- Born: 1958 (age 67–68) Boulder, Colorado, U.S.
- Occupation: Artist

= Alonzo Clemons =

American sculptor and savant

Alonzo Clemons (/uslangəˈlɑːnzoʊ ˈklɛmənz/; born 1958) is an American savant and sculptor from Boulder, Colorado. He sustained a severe brain injury as a child that left him with a developmental disability. He achieved fame for his ability to sculpt almost any animal in a realistic and anatomically accurate three-dimensional rendering even after glancing at a picture for only mere seconds.

==Life==
Clemons was born in Boulder, Colorado, in 1958, where he has lived his entire life. At the age of three or four, Clemons experienced a severe brain injury due to a falling accident. This left him with a developmental disability, having an IQ of around 40 and the mental development of a six-year-old. According to his mother, molding clay was his only interest as a child ever since the accident. The accident left him barely able to speak and without the ability to read, write, drive a car, or tie his shoes, meaning he would only be able to live with assistance for the rest of his life. Due to the time he grew up in, his condition was not significantly treated in his youth. Nevertheless, he acquired a high level of self-sufficiency, living in his own apartment and studio next to his mother, while his improving social skills allowed him to work part-time at the local YMCA and partake in Special Olympics events in powerlifting.
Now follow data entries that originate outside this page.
PR #234, opened 2022-03-08
Removed blocking call which was producing deadlocks from EC2Plugin.

samunro:
The calls to `Task.Result` in `GetToken` and `GetMetadata` are blocking and can result in deadlocks if either the response or the timeout are handled on the same thread. See here for a similar example and explanation.

> "Don’t block on Tasks; use async all the way down."
https://blog.stephencleary.com/2012/07/dont-block-on-async-code.html

One option here could have been to replace the calls to `Result` with the `async` and `await` keywords, but that would have required that modifications to the `IPlugin` interface and its consumers. That might be something that should be considered, but given that the call to `Result` was already making this code synchronous, nothing will be lost by using a synchronous API as an immediate fix.

There is a synchronous `Send` method which has been added to `HttpClient` in .Net 5 but it is not available in any of the targeted frameworks - .Net Framework 4.5, .Net Core 3.1 or .Net Standard 2.0.

 Although `HttpWebRequest` is not recommended for new development, it does offer a synchronous alternative and is the option that I have used in this pull request.

> "We don't recommend that you use `HttpWebRequest` for new development. Instead, use the [System.Net.Http.HttpClient](https://docs.microsoft.com/en-us/dotnet/api/system.net.http.httpclient?view=netframework-4.5) class."
https://docs.microsoft.com/en-us/dotnet/api/system.net.httpwebrequest?view=netframework-4.5

### DIFF
--- a/sdk/src/Core/Plugins/EC2Plugin.cs
+++ b/sdk/src/Core/Plugins/EC2Plugin.cs
@@ -17,9 +17,10 @@
 
 using System;
 using System.Collections.Generic;
-using System.Linq;
+using System.IO;
+using System.Net;
 using System.Net.Http;
-using System.Threading.Tasks;
+using System.Text;
 using Amazon.Runtime.Internal.Util;
 using ThirdParty.LitJson;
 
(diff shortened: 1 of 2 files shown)


jon-armen (approved):

srprash (approved):

srprash:
Hi @samunro 
Thanks for identifying this issue and providing the fix. We should switch to using `async` and `await` in our next major version bump.

samunro:
Thanks @srprash. Are there any plans to release a new NuGet package? The last one was in April last year.

https://www.nuget.org/packages/AWSXRayRecorder.Core/

PR #238, opened 2022-03-29
Warning cleanup

jon-armen:
*Description of changes:*

Cleaning up various warnings that were previously suppressed.

### DIFF
--- a/sdk/src/Core/AwsXrayRecorderBuilder.cs
+++ b/sdk/src/Core/AwsXrayRecorderBuilder.cs
@@ -182,10 +182,10 @@ namespace Amazon.XRay.Recorder.Core
         }
 
         /// <summary>
-        /// Adds the given plugin to builder
+        /// Sets the address for the xray daemon.
         /// </summary>
-        /// <param name="plugin">A specific plugin to add.</param>
-        /// <returns>The builder with plugin added.</returns>
+        /// <param name="address">The xray daemon address.</param>
+        /// <returns>The builder with the specified xray daemon address.</returns>
         public AWSXRayRecorderBuilder WithDaemonAddress(String address)
         {
             if (String.IsNullOrEmpty(address))
@@ -246,8 +246,8 @@ namespace Amazon.XRay.Recorder.Core
         /// <summary>
         /// Configures recorder with <see cref="ITraceContext"/> instance.
         /// </summary>
-        /// <param name="segmentEmitter">The provided <see cref="ISegmentEmitter"/> instance.</param>
-        /// <returns>The builder with ISegmentEmitter added.</returns>
+        /// <param name="traceContext">The provided <see cref="ITraceContext"/> instance.</param>
+        /// <returns>The builder with ITraceContext added.</returns>
         public AWSXRayRecorderBuilder WithTraceContext(ITraceContext traceContext)
         {
             _traceContext = traceContext ?? throw new ArgumentNullException("TraceContext");
@@ -258,8 +258,8 @@ namespace Amazon.XRay.Recorder.Core
         /// Configures recorder with provided <see cref="ExceptionSerializationStrategy"/>. While setting number consider max trace size
         /// limit : https://aws.amazon.com/xray/pricing/
         /// </summary>
-        /// <param name="size">stack frame size</param>
-        /// <returns>The builder with stack frame size added.</returns>
+        /// <param name="exceptionSerializationStartegy">An instance of <see cref="ExceptionSerializationStrategy"/></param>
+        /// <returns>The builder with exception serialization strategy added.</returns>
         public AWSXRayRecorderBuilder WithExceptionSerializationStrategy(ExceptionSerializationStrategy exceptionSerializationStartegy)
         {
             _exceptionSerializationStrategy = exceptionSerializationStartegy ?? throw new ArgumentNullException("ExceptionSerializationStartegy"); ;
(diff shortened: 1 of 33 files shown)


sdk/src/Core/AwsXrayRecorderBuilder.cs
```diff
@@ -182,10 +182,10 @@ public AWSXRayRecorderBuilder WithPlugin(IPlugin plugin)
         }
 
         /// <summary>
-        /// Adds the given plugin to builder
+        /// Sets the address for the xray daemon.
```
srprash, line 185: Wow. Never realized that the API and the doc were completely different.
Thanks so much for fixing these.

sdk/src/Core/ThirdParty/LitJson/IJsonWrapper.cs
```diff
@@ -1,3 +1,5 @@
+#pragma warning disable CS1587 // XML comment is not placed on a valid language element
```
srprash, line 1: Why does this warning needs to be suppressed? I don't see any XML comment on the namespace (or anywhere else in this file) that would raise this warning.

Wondering the same for other places in the `LitJson` files.

sdk/src/Handlers/EntityFramework/EFInterceptor.net45.cs
```diff
@@ -28,6 +28,10 @@ public class EFInterceptor : IDbCommandInterceptor
     {
         private readonly bool? _collectSqlQueriesOverride;
 
+        /// <summary>
+        ///
```
srprash, line 32:
```suggestion
        /// Initializes a new instance of the <see cref="EFInterceptor" /> class.
```

sdk/test/UnitTests/EfCoreTests.cs
```diff
@@ -86,6 +86,7 @@ public void Test_EFCore_unsuccessful_query()
         }
 
         [TestMethod]
+        [Obsolete]
```
srprash, line 89: Why is this test marked as obsolete?

sdk/src/Core/Properties/AssemblyInfo.cs
```diff
@@ -3,7 +3,7 @@
 using System.Runtime.CompilerServices;
 
 [assembly: ComVisible(false)]
-[assembly: CLSCompliant(true)]
+[assembly: CLSCompliant(false)]
```
srprash, line 6: Wondering if you have any ideas on making this code (and other assemblies) CLS compliant instead of setting it to `false`?

srprash (commented):
Thank you so much for doing this. :)

sdk/src/Core/ThirdParty/LitJson/IJsonWrapper.cs
jon-armen: It's the lack of the Amazon Copyright notice.  I'm assuming in this case Amazon can't claim notice for these files since they were pulled from somewhere else.

sdk/test/UnitTests/EfCoreTests.cs
jon-armen: context.Database.ExecuteSqlCommand is obsolete.  I've updated to context.Database.ExecuteSqlInterpolated, which is one of the recommended resolutions, and removed the obsolete marker.

sdk/src/Core/Properties/AssemblyInfo.cs
jon-armen: Usages of Microsoft.AspNetCore.Http.HttpRequest and Microsoft.Extensions.Configuration.IConfiguration are both not CLS compliant.  Given those exposed publicly, I don't believe we have a good path forward to indicate that these assemblies can be made to be CLS compliant.

sdk/src/Core/AwsXrayRecorderBuilder.cs
jon-armen: @srprash, no problems.  I'm sure you've got a lot going on with the XRay Team currently.  Are you able to give any updates yet on when we can expect a new release?  On a separate PR, I've pushed out a non-breaking form of support for net60.  It would be beneficial for a product I'm working on if we could get a release.  We're currently blocked from adopting net60 until we get the interceptor updates, and the current released assemblies reference unnecessary packages for net31 which contain security vulnerabilities.  Those issues have been fixed for months, but we haven't had a release to take advantage of those fixes.

sdk/src/Core/Properties/AssemblyInfo.cs
jon-armen: Taking a second look at it, I was able to apply CLSCompliant(false) to methods that were were in violation.  This leaves the assembly CLSCompliant, with small handful of methods and classes that are not.

sdk/src/Core/ThirdParty/LitJson/IJsonWrapper.cs
srprash: Right. This code was ported directly from LitJson so we can't put Amazon's Copyright notice.

sdk/src/Core/Properties/AssemblyInfo.cs
srprash: Yup. That's better. Thanks!

srprash (approved):

sdk/src/Core/AwsXrayRecorderBuilder.cs
srprash: @jon-armen I would love to get the new version released and have you (and others) unblocked. It's just that we are refactoring our build system and figuring out some technicalities on our end.
This is still a high priority for us and will get the new release out ASAP. Unfortunately, I can't disclose the ETA yet.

Clemons is considered an acquired savant, meaning a person that acquired a disability and in turn received a prodigious talent in a certain field, in his case sculpting. Savant syndrome researcher Darold Treffert has referred to Clemons as a prodigy, stating that if he were not disabled, he would be considered a genius.

==Artistry==

Three Frolicking Foals (1987), his first life-sized sculpture, in Itasca, Illinois

His talent for sculpting began to show shortly after his injury, when he started using clay, or, when unavailable, materials like butter, lard, or even bitumen to sculpt various animals, in most cases using only his hands. As with other savants, he received and required no formal training of any sort, but is immediately able to sculpt any animal he sees, be it in person, on TV or on a photo, in an accurate three-dimensional rendering, creating extremely lifelike clay sculptures that may later be cast into other materials. Researchers have speculated that he is able to "freeze the frame" of what he sees at any moment in time and reproduce the exact image. By 1987, he had already produced 500 clay pieces that filled his entire apartment. One of his gallerists asserted that his ability grew the more contact to animals he had, attributing regular visits to the Denver Zoo and local animal farms to his increased skill and range. While most of his works centers around animals, he has also produced sculptures of humans or religious symbols. Most of his artworks are small in size and sculpted in less than an hour, however; he has also produced life-sized sculptures. His first work of the sort, Three Frolicking Foals, which was sold for $45,000 in 1987, only took him 15 days to produce, even though it required him to learn new techniques. Aside from sculpting, he has also picked up pastel drawing.

In 1983, he appeared in public for the first time on 60 Minutes on CBS and in May of the same year had his first public exhibition at an art gallery in Denver, Colorado, where a sculpture of a bull was sold for $950. For decades, he had practiced his art in obscurity, until the 1988 film Rain Man created an interest in savant syndrome. Subsequently, he was shown in multiple international documentaries and TV shows, such as the German documentary Expedition ins Gehirn, leading to an increased interest in his art, which was then picked up by galleries and shown in art museums and at exhibitions around the world.

Clemons cannot describe how he sculpts and why his ability mostly relates to animals, but considers his ability to be a "gift from God" and not something he can, but rather something he has to do, an inner urge that enables him to show how he sees the world. When asked how he does it, Alonzo will simply smile and point to his head. His assistant has referred to working with clay as an "integral part of his personhood", while he himself stated that he would be miserable if he were unable to sculpt.